◆ EXERCISE REQUIREMENTS ◆
Return each line of the entries that holds the string "static".

[[ MATERIAL PROVIDED open ]]

PR #1995, opened 2021-01-10
Enforce existing username length limit

patrikjuvonen:
At the moment our database code already limits usernames to 64 characters long, but is not enforced elsewhere in the code, causing potential buffer overflows when handling usernames. To fix this let's limit the usernames to max length.

Note that whether the limit should be changed is out-of-scope for this PR. This PR only wants to get rid of potential issues caused by overlong usernames.

Should be backwards compatible as far as I can see.

### DIFF
--- a/Server/mods/deathmatch/Config.h
+++ b/Server/mods/deathmatch/Config.h
@@ -57,6 +57,10 @@ public:
 
 #define MAX_TEAM_NAME_LENGTH 255
 
+// Min and max number of characters in usernames
+#define MIN_USERNAME_LENGTH 1
+#define MAX_USERNAME_LENGTH 64
+
 // Min number of characters in passwords
 #define MIN_PASSWORD_LENGTH 1
 
--- a/Server/mods/deathmatch/Config.h
+++ b/Server/mods/deathmatch/Config.h
@@ -57,10 +57,6 @@ public:
 
 #define MAX_TEAM_NAME_LENGTH 255
 
-// Min and max number of characters in usernames
-#define MIN_USERNAME_LENGTH 1
-#define MAX_USERNAME_LENGTH 64
-
 // Min number of characters in passwords
 #define MIN_PASSWORD_LENGTH 1
 
--- a/Server/mods/deathmatch/logic/CAccount.cpp
+++ b/Server/mods/deathmatch/logic/CAccount.cpp
@@ -20,7 +20,7 @@ CAccount::CAccount(CAccountManager* pManager, EAccountType accountType, const st
     m_bChanged = false;
     m_pManager = pManager;
     m_AccountType = accountType;
-    m_strName = strName.substr(0, MAX_USERNAME_LENGTH);
+    m_strName = strName.substr(0, CAccountManager::MAX_USERNAME_LENGTH);
     m_iUserID = iUserID;
     m_strIP = strIP;
     m_strSerial = strSerial;
@@ -46,7 +46,7 @@ void CAccount::SetName(const std::string& strName)
 {
     if (m_strName != strName)
     {
-        std::string strNewName = strName.substr(0, MAX_USERNAME_LENGTH);
+        std::string strNewName = strName.substr(0, CAccountManager::MAX_USERNAME_LENGTH);
         m_pManager->ChangingName(this, m_strName, strNewName);
         m_strName = strNewName;
         m_pManager->MarkAsChanged(this);
--- a/Server/mods/deathmatch/logic/CAccount.cpp
+++ b/Server/mods/deathmatch/logic/CAccount.cpp
@@ -20,7 +20,7 @@ CAccount::CAccount(CAccountManager* pManager, EAccountType accountType, const st
     m_bChanged = false;
     m_pManager = pManager;
     m_AccountType = accountType;
-    m_strName = strName;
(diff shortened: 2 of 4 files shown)


Server/mods/deathmatch/Config.h
```diff
@@ -57,6 +57,10 @@ class CVaPassNext
 
 #define MAX_TEAM_NAME_LENGTH 255
 
+// Min and max number of characters in usernames
+#define MIN_USERNAME_LENGTH 1
+#define MAX_USERNAME_LENGTH 64
```
botder: You should move these directly into the account manager class
```cpp
class CAccountManager
{
public:
    static inline constexpr size_t MIN_USERNAME_LENGTH = 1;
    static inline constexpr size_t MAX_USERNAME_LENGTH = 64;
    // ...
};
```

Server/mods/deathmatch/logic/CAccount.cpp
```diff
@@ -46,8 +46,9 @@ void CAccount::SetName(const std::string& strName)
 {
     if (m_strName != strName)
     {
-        m_pManager->ChangingName(this, m_strName, strName);
-        m_strName = strName;
+        std::string strNewName = strName.substr(0, MAX_USERNAME_LENGTH);
+        m_pManager->ChangingName(this, m_strName, strNewName);
+        m_strName = strNewName;
```
botder: You don't use the value anymore, we can move it and avoid a copy (if the compiler doesn't avoid it).
```suggestion
        m_strName = std::move(strNewName);
```

Server/mods/deathmatch/logic/CAccount.cpp
```diff
@@ -46,8 +46,9 @@ void CAccount::SetName(const std::string& strName)
 {
     if (m_strName != strName)
     {
-        m_pManager->ChangingName(this, m_strName, strName);
-        m_strName = strName;
+        std::string strNewName = strName.substr(0, MAX_USERNAME_LENGTH);
```
botder: We could avoid a copy here, if we change `CAccount::SetName` to return a boolean and check if the length is in our predefined boundaries.

Server/mods/deathmatch/logic/CAccountManager.h
```diff
@@ -130,7 +130,7 @@ class CAccountManager
     CAccount* GetAccountFromScriptID(uint uiScriptID);
     SString   GetActiveCaseVariation(const SString& strName);
 
-    bool LogIn(CClient* pClient, CClient* pEchoClient, const char* szAccountName, const char* szPassword);
+    bool LogIn(CClient* pClient, CClient* pEchoClient, std::string strAccountName, const char* szPassword);
```
botder:
```suggestion
    bool LogIn(CClient* pClient, CClient* pEchoClient, const std::string& strAccountName, const char* szPassword);
```

Server/mods/deathmatch/logic/CAccountManager.cpp
```diff
@@ -481,7 +481,7 @@ void CAccountManager::RemoveAll()
     DeletePointersAndClearList(m_List);
 }
 
-bool CAccountManager::LogIn(CClient* pClient, CClient* pEchoClient, const char* szAccountName, const char* szPassword)
+bool CAccountManager::LogIn(CClient* pClient, CClient* pEchoClient, std::string strAccountName, const char* szPassword)
```
botder:
```suggestion
bool CAccountManager::LogIn(CClient* pClient, CClient* pEchoClient, const std::string& strAccountName, const char* szPassword)
```

botder (changes requested):

Server/mods/deathmatch/logic/CAccount.cpp
Pirulax: std::string_view could be used instead.
```cpp
auto strTrimmedName = std::string_view{strName}.substr(0, MAX_USERNAME_LENGTH);
```

Pirulax: Actually:
```cpp
if (strName.length() > MAX_USERNAME_LENGTH)
    strName.erase(MAX_USERNAME_LENGTH);
```

patrikjuvonen: Let's not do that before 1.6. Breaks scripts that are currently (wrongly) depending on overlong usernames in their code.

patrikjuvonen:
Thanks for the review. Changes should now be addressed.

Server/mods/deathmatch/logic/CAccount.cpp
```diff
@@ -46,8 +46,9 @@ void CAccount::SetName(const std::string& strName)
 {
     if (m_strName != strName)
     {
-        m_pManager->ChangingName(this, m_strName, strName);
-        m_strName = strName;
+        std::string strNewName = strName.substr(0, CAccountManager::MAX_USERNAME_LENGTH);
```
botder: Move this line to the beginning of the function and change the if-condition to:
```cpp
if (m_strName != strNewName)
```

botder (changes requested):

patrikjuvonen:
Thanks, fixed.

botder (approved):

[[ MATERIAL PROVIDED closed ]]

◆ THE ANSWER ◆
    static inline constexpr size_t MIN_USERNAME_LENGTH = 1;
    static inline constexpr size_t MAX_USERNAME_LENGTH = 64;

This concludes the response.